# [Your assignment]
After finding the line that contains "Line breaks in ErrorLogHandler", give again that line and each one following it, exactly, until the records end.

# [Supplied entries]
%%

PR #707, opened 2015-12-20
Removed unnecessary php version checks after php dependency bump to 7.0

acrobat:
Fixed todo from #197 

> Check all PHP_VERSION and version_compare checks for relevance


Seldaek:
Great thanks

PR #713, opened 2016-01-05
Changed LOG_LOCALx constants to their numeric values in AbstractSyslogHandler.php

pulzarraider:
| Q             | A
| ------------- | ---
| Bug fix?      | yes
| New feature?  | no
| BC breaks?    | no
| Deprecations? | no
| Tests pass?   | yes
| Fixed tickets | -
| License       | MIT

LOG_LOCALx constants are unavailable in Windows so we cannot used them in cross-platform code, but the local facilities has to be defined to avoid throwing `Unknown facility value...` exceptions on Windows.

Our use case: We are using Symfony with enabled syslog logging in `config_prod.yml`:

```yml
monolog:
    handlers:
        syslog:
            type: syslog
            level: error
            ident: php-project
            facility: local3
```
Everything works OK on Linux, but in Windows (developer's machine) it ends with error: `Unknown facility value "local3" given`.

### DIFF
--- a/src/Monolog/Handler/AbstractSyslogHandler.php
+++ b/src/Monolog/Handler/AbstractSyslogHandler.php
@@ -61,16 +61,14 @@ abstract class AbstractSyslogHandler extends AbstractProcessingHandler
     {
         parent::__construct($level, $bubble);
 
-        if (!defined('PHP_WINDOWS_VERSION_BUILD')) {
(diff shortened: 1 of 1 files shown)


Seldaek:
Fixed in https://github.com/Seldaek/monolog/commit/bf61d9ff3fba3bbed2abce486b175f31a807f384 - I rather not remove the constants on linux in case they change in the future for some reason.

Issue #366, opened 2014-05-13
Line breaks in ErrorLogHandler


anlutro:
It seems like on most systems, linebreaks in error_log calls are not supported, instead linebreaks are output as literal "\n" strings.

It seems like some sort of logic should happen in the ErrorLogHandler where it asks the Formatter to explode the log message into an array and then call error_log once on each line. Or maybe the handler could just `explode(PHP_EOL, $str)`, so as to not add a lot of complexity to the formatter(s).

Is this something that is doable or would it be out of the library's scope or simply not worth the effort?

%%

# [Final answer]
Line breaks in ErrorLogHandler


anlutro:
It seems like on most systems, linebreaks in error_log calls are not supported, instead linebreaks are output as literal "\n" strings.

It seems like some sort of logic should happen in the ErrorLogHandler where it asks the Formatter to explode the log message into an array and then call error_log once on each line. Or maybe the handler could just `explode(PHP_EOL, $str)`, so as to not add a lot of complexity to the formatter(s).

Is this something that is doable or would it be out of the library's scope or simply not worth the effort?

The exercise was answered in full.